__What to work on__. At the line containing "Add LDC 1.10.0, and", start repeating the entries exactly, and continue through the last line.

__Study material__.
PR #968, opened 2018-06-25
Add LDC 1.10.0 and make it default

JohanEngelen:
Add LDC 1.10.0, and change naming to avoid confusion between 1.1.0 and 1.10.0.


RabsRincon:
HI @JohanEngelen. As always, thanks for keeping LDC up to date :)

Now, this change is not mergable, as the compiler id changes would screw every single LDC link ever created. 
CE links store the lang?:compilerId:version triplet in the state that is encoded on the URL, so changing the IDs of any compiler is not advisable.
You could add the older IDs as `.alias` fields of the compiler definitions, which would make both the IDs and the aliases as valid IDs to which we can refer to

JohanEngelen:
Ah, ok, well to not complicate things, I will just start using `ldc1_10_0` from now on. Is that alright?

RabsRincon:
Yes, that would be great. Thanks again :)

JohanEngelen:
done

__Expected answer__.
Add LDC 1.10.0, and change naming to avoid confusion between 1.1.0 and 1.10.0.


RabsRincon:
HI @JohanEngelen. As always, thanks for keeping LDC up to date :)

Now, this change is not mergable, as the compiler id changes would screw every single LDC link ever created. 
CE links store the lang?:compilerId:version triplet in the state that is encoded on the URL, so changing the IDs of any compiler is not advisable.
You could add the older IDs as `.alias` fields of the compiler definitions, which would make both the IDs and the aliases as valid IDs to which we can refer to

JohanEngelen:
Ah, ok, well to not complicate things, I will just start using `ldc1_10_0` from now on. Is that alright?

RabsRincon:
Yes, that would be great. Thanks again :)

JohanEngelen:
done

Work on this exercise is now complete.